*** Opening DATA PROVIDED ***
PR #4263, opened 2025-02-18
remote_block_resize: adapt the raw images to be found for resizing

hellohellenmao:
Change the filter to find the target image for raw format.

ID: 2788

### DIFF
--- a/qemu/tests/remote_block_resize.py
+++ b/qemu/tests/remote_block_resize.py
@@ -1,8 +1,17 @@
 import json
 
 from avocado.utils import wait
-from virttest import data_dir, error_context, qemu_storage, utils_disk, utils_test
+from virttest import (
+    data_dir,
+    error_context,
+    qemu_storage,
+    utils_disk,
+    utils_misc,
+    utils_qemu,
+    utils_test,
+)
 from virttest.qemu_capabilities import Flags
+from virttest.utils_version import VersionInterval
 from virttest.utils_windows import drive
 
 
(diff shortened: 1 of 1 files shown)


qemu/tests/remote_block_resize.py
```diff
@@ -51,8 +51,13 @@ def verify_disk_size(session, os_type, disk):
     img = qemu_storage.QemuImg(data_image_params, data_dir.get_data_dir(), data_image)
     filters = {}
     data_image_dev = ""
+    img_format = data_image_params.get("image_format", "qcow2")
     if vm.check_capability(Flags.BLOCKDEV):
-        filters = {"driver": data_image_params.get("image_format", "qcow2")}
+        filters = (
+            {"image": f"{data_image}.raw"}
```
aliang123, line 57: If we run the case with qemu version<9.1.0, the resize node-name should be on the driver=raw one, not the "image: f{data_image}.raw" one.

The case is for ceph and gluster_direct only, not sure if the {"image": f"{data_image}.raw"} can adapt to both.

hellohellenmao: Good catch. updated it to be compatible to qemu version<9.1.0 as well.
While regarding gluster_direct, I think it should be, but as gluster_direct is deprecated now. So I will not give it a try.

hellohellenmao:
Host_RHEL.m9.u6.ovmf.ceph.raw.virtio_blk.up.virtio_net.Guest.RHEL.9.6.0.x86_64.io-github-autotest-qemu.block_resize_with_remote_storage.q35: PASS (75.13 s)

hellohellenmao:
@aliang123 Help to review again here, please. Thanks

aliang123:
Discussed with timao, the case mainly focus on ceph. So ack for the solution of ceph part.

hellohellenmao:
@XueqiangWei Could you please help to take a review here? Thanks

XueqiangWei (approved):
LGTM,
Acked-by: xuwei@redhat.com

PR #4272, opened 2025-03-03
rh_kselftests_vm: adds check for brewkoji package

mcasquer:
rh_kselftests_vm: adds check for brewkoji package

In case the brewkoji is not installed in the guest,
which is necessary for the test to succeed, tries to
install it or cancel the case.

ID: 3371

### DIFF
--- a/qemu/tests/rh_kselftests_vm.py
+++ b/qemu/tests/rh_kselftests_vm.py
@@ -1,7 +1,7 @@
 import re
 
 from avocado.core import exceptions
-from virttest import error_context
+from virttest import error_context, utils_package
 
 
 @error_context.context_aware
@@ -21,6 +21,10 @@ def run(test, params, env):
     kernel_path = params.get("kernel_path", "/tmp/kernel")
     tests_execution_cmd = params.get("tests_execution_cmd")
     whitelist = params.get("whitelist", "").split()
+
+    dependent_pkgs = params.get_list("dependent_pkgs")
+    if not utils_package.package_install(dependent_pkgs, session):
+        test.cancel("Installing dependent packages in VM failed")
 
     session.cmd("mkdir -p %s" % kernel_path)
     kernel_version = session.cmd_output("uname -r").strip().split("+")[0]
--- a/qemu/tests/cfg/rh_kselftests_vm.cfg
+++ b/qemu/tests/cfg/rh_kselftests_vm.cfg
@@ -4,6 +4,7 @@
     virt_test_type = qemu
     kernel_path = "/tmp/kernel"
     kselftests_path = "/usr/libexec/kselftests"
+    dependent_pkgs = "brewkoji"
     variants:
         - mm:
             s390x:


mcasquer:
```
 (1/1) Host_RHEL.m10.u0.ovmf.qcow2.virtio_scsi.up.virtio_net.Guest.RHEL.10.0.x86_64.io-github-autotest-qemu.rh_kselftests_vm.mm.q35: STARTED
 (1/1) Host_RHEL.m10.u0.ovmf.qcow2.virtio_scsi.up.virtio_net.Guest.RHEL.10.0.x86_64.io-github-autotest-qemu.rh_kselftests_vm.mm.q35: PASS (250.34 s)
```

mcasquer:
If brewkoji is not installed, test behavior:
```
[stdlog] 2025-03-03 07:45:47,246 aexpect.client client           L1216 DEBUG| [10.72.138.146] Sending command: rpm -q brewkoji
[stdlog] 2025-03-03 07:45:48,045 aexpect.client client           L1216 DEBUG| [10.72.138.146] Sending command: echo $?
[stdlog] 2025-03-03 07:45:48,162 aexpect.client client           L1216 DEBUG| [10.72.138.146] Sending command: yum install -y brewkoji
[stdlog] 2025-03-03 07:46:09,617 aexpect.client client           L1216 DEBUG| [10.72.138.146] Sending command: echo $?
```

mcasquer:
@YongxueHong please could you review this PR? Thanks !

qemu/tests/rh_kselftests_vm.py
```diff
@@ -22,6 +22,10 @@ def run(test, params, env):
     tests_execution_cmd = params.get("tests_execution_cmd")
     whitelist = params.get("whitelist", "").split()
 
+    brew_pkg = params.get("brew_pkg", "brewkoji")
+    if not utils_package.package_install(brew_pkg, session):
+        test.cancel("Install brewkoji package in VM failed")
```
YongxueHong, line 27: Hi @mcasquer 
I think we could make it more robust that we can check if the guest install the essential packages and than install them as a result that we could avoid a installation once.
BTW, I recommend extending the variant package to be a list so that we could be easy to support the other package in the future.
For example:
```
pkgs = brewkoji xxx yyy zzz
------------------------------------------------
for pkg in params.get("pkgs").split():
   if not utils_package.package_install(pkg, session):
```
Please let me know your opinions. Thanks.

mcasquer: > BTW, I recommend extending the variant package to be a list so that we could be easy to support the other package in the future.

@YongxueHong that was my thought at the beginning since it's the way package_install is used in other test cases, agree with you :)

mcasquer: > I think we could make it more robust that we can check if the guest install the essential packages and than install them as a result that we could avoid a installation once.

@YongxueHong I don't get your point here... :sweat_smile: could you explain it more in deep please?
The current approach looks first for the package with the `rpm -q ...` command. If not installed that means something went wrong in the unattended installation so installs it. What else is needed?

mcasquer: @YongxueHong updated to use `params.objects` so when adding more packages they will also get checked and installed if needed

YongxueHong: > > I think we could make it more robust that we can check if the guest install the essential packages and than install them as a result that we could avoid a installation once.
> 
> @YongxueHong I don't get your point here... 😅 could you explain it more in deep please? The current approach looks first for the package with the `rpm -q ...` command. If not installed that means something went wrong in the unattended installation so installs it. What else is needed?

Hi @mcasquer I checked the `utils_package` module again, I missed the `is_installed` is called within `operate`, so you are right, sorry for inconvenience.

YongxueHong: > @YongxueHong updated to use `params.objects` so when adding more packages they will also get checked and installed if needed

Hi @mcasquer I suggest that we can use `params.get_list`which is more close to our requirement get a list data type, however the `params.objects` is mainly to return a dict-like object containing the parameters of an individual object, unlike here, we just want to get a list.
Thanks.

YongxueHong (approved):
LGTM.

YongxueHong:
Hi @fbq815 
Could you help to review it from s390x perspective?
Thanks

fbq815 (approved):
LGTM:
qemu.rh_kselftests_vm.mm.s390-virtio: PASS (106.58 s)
*** Closing DATA PROVIDED ***
What do the records say? Quote them all exactly.

* **RESULT OF THE EXERCISE**
PR #4263, opened 2025-02-18
remote_block_resize: adapt the raw images to be found for resizing

hellohellenmao:
Change the filter to find the target image for raw format.

ID: 2788

### DIFF
--- a/qemu/tests/remote_block_resize.py
+++ b/qemu/tests/remote_block_resize.py
@@ -1,8 +1,17 @@
 import json
 
 from avocado.utils import wait
-from virttest import data_dir, error_context, qemu_storage, utils_disk, utils_test
+from virttest import (
+    data_dir,
+    error_context,
+    qemu_storage,
+    utils_disk,
+    utils_misc,
+    utils_qemu,
+    utils_test,
+)
 from virttest.qemu_capabilities import Flags
+from virttest.utils_version import VersionInterval
 from virttest.utils_windows import drive
 
 
(diff shortened: 1 of 1 files shown)


qemu/tests/remote_block_resize.py
```diff
@@ -51,8 +51,13 @@ def verify_disk_size(session, os_type, disk):
     img = qemu_storage.QemuImg(data_image_params, data_dir.get_data_dir(), data_image)
     filters = {}
     data_image_dev = ""
+    img_format = data_image_params.get("image_format", "qcow2")
     if vm.check_capability(Flags.BLOCKDEV):
-        filters = {"driver": data_image_params.get("image_format", "qcow2")}
+        filters = (
+            {"image": f"{data_image}.raw"}
```
aliang123, line 57: If we run the case with qemu version<9.1.0, the resize node-name should be on the driver=raw one, not the "image: f{data_image}.raw" one.

The case is for ceph and gluster_direct only, not sure if the {"image": f"{data_image}.raw"} can adapt to both.

hellohellenmao: Good catch. updated it to be compatible to qemu version<9.1.0 as well.
While regarding gluster_direct, I think it should be, but as gluster_direct is deprecated now. So I will not give it a try.

hellohellenmao:
Host_RHEL.m9.u6.ovmf.ceph.raw.virtio_blk.up.virtio_net.Guest.RHEL.9.6.0.x86_64.io-github-autotest-qemu.block_resize_with_remote_storage.q35: PASS (75.13 s)

hellohellenmao:
@aliang123 Help to review again here, please. Thanks

aliang123:
Discussed with timao, the case mainly focus on ceph. So ack for the solution of ceph part.

hellohellenmao:
@XueqiangWei Could you please help to take a review here? Thanks

XueqiangWei (approved):
LGTM,
Acked-by: xuwei@redhat.com

PR #4272, opened 2025-03-03
rh_kselftests_vm: adds check for brewkoji package

mcasquer:
rh_kselftests_vm: adds check for brewkoji package

In case the brewkoji is not installed in the guest,
which is necessary for the test to succeed, tries to
install it or cancel the case.

ID: 3371

### DIFF
--- a/qemu/tests/rh_kselftests_vm.py
+++ b/qemu/tests/rh_kselftests_vm.py
@@ -1,7 +1,7 @@
 import re
 
 from avocado.core import exceptions
-from virttest import error_context
+from virttest import error_context, utils_package
 
 
 @error_context.context_aware
@@ -21,6 +21,10 @@ def run(test, params, env):
     kernel_path = params.get("kernel_path", "/tmp/kernel")
     tests_execution_cmd = params.get("tests_execution_cmd")
     whitelist = params.get("whitelist", "").split()
+
+    dependent_pkgs = params.get_list("dependent_pkgs")
+    if not utils_package.package_install(dependent_pkgs, session):
+        test.cancel("Installing dependent packages in VM failed")
 
     session.cmd("mkdir -p %s" % kernel_path)
     kernel_version = session.cmd_output("uname -r").strip().split("+")[0]
--- a/qemu/tests/cfg/rh_kselftests_vm.cfg
+++ b/qemu/tests/cfg/rh_kselftests_vm.cfg
@@ -4,6 +4,7 @@
     virt_test_type = qemu
     kernel_path = "/tmp/kernel"
     kselftests_path = "/usr/libexec/kselftests"
+    dependent_pkgs = "brewkoji"
     variants:
         - mm:
             s390x:


mcasquer:
```
 (1/1) Host_RHEL.m10.u0.ovmf.qcow2.virtio_scsi.up.virtio_net.Guest.RHEL.10.0.x86_64.io-github-autotest-qemu.rh_kselftests_vm.mm.q35: STARTED
 (1/1) Host_RHEL.m10.u0.ovmf.qcow2.virtio_scsi.up.virtio_net.Guest.RHEL.10.0.x86_64.io-github-autotest-qemu.rh_kselftests_vm.mm.q35: PASS (250.34 s)
```

mcasquer:
If brewkoji is not installed, test behavior:
```
[stdlog] 2025-03-03 07:45:47,246 aexpect.client client           L1216 DEBUG| [10.72.138.146] Sending command: rpm -q brewkoji
[stdlog] 2025-03-03 07:45:48,045 aexpect.client client           L1216 DEBUG| [10.72.138.146] Sending command: echo $?
[stdlog] 2025-03-03 07:45:48,162 aexpect.client client           L1216 DEBUG| [10.72.138.146] Sending command: yum install -y brewkoji
[stdlog] 2025-03-03 07:46:09,617 aexpect.client client           L1216 DEBUG| [10.72.138.146] Sending command: echo $?
```

mcasquer:
@YongxueHong please could you review this PR? Thanks !

qemu/tests/rh_kselftests_vm.py
```diff
@@ -22,6 +22,10 @@ def run(test, params, env):
     tests_execution_cmd = params.get("tests_execution_cmd")
     whitelist = params.get("whitelist", "").split()
 
+    brew_pkg = params.get("brew_pkg", "brewkoji")
+    if not utils_package.package_install(brew_pkg, session):
+        test.cancel("Install brewkoji package in VM failed")
```
YongxueHong, line 27: Hi @mcasquer 
I think we could make it more robust that we can check if the guest install the essential packages and than install them as a result that we could avoid a installation once.
BTW, I recommend extending the variant package to be a list so that we could be easy to support the other package in the future.
For example:
```
pkgs = brewkoji xxx yyy zzz
------------------------------------------------
for pkg in params.get("pkgs").split():
   if not utils_package.package_install(pkg, session):
```
Please let me know your opinions. Thanks.

mcasquer: > BTW, I recommend extending the variant package to be a list so that we could be easy to support the other package in the future.

@YongxueHong that was my thought at the beginning since it's the way package_install is used in other test cases, agree with you :)

mcasquer: > I think we could make it more robust that we can check if the guest install the essential packages and than install them as a result that we could avoid a installation once.

@YongxueHong I don't get your point here... :sweat_smile: could you explain it more in deep please?
The current approach looks first for the package with the `rpm -q ...` command. If not installed that means something went wrong in the unattended installation so installs it. What else is needed?

mcasquer: @YongxueHong updated to use `params.objects` so when adding more packages they will also get checked and installed if needed

YongxueHong: > > I think we could make it more robust that we can check if the guest install the essential packages and than install them as a result that we could avoid a installation once.
> 
> @YongxueHong I don't get your point here... 😅 could you explain it more in deep please? The current approach looks first for the package with the `rpm -q ...` command. If not installed that means something went wrong in the unattended installation so installs it. What else is needed?

Hi @mcasquer I checked the `utils_package` module again, I missed the `is_installed` is called within `operate`, so you are right, sorry for inconvenience.

YongxueHong: > @YongxueHong updated to use `params.objects` so when adding more packages they will also get checked and installed if needed

Hi @mcasquer I suggest that we can use `params.get_list`which is more close to our requirement get a list data type, however the `params.objects` is mainly to return a dict-like object containing the parameters of an individual object, unlike here, we just want to get a list.
Thanks.

YongxueHong (approved):
LGTM.

YongxueHong:
Hi @fbq815 
Could you help to review it from s390x perspective?
Thanks

fbq815 (approved):
LGTM:
qemu.rh_kselftests_vm.mm.s390-virtio: PASS (106.58 s)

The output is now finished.